Prompt:
Output only an exact transcription of the line containing "PR #681, opened 2016-01-29" and all lines that follow it in the data below.

Data shown:
PR #403, opened 2023-01-20
Crypto in signup

jcarrigan2:


jcarrigan2:
Checked the crypto question on signup and I agree with Ben that it is functional. merging

PR #657, opened 2016-01-12
Remove mlrMBO multifid support (Closes #629)

### LINKED ISSUE #629: remove multid special code from evalOptState
why is that even in there and on cran?

```

  if (inherits(control, "TuneControl") || inherits(control, "TuneMultiCritControl")) {
    if (inherits(control, "TuneControlMBO") && control$mbo.control$multifid) {
      #transform multifid lvl to param setting
      multifid.param = control$mbo.control$multifid.param #string
      multifid.values = control$mbo.control$multifid.lvls #factor over discrete values
      state[[multifid.param]] = multifid.values[state$.multifid.lvl]
      state = dropNamed(state, ".multifid.lvl")
      par.set = c(par.set, makeParamSet(
        makeDiscreteParam(multifid.param, values = multifid.values)))
    }

```

@jakob-r 

We should really not do something like this. Please talk about this before "hacking" something like this in there.

jakob-r:


berndbischl:
Thx, will merge now

PR #653, opened 2016-01-09
various doc fixes

schiffner:
I know this PR is quite large, but most changes are pretty straightforward.

I fixed some typos, formatting and roxygen, ..., added some missing info with regard to multilabel and survival and doc'ed the `CalibrationData` object.

Here is a list of files where you might want to check that I didn't miss anything. 

Aggregation:
* extended and reformatted the docs of arg `fun` of `makeAggregation`

BenchmarkResult_operators:
In the docs of `getBMRPerformances`, `getBMRAggrPerformances` there was a
note saying that "Measure values will be NA for ResampleDescs with predict is “train”"
I find this more confusing than helpful. Of course, when you are doing things
wrong (i.e. don't set a suitable aggregation) you will get meaningless results.
Therefore I removed the notes, but can add a reminder about measure aggregation
to the benchmark page in the tutorial.

generateCalibration: added missing return field and doc'ed the CalibrationData object.
@zmjones: Would you mind having a look?

Measure:
* extended docs of arg `fun` of `makeMeasure`
* in the docs for `setAggregation` the arg_measure template is not used anymore because the info about the default does not apply here (see below)

Measure_custom_resampled:
* extended docs of arg `fun` of `makeCustomResampledMeasure`

RLearner:
* added multilabel to the learner class template (arg_lrncl) and use this template in RLearner
* added missing learner properties

Task:
* added info about length of the `target` arg with regard to multilabel.

TaskDesc:
* extended docs with regard to multilabel and survival

generateFilterValues, generateLearningCurveData, generatePartialPrediction:
* Because of a small error in roxygen the info about the generated `*Data` objects was not
shown on the *Data help pages. I moved the `*Data` docs to the
`generate*Data` help page (which is just my personal taste) and made some small changes.
* @family filter was twice in the docs, therefore removed one
* also removed the alias FilterValues from the docs of deprecated function `getFilterValues`

makeLearner:
* add multilabel info

plotBMRSummary:
* The last sentence in the description field was incomplete.
  @berndbischl: I guess your intention was to point to the transformations available in ggplot2?

predictLearner:
* The @details were copied from `trainLearner`, I added some info for predict instead.
* @return: added survival, cluster, and multilabel. Please check if everything is correct.
I wasn't totally sure whether to doc the case `pred.type = "prob"` for survival.
This case is also doc'ed everywhere else (e.g. ?makeLearner) but `predictLearner` says that "prob"
for survival is not yet supported.

arg_measure:
[...]

PR #664, opened 2016-01-15
Update manual after PR #653

florianfendt:
The .Rd files weren't updated after the huge manual fix in #653.
I just wanted to open a PR myself, so I thought it might be better to have this separated.

Also, there was a little bug in the RLearner.R documentation which I fixed here, too.


berndbischl:
I really dont get it why travis sometimes autogenerates this, and sometimes does not.
thx.

schiffner:
As far as I can see the last builds on the master branch errored. I guess that's the reason for the not-updated docs.

berndbischl:
ah yes. that was travis, the system, yesterday. i guess it work now. I am looking at it currently

PR #681, opened 2016-01-29
Added classif_cvglmnet learner

mllg:


berndbischl:
Looks good. I dont see any further problem and travis runs. 
I will update NEWS now.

Reply to the exercise:
PR #681, opened 2016-01-29
Added classif_cvglmnet learner

mllg:


berndbischl:
Looks good. I dont see any further problem and travis runs. 
I will update NEWS now.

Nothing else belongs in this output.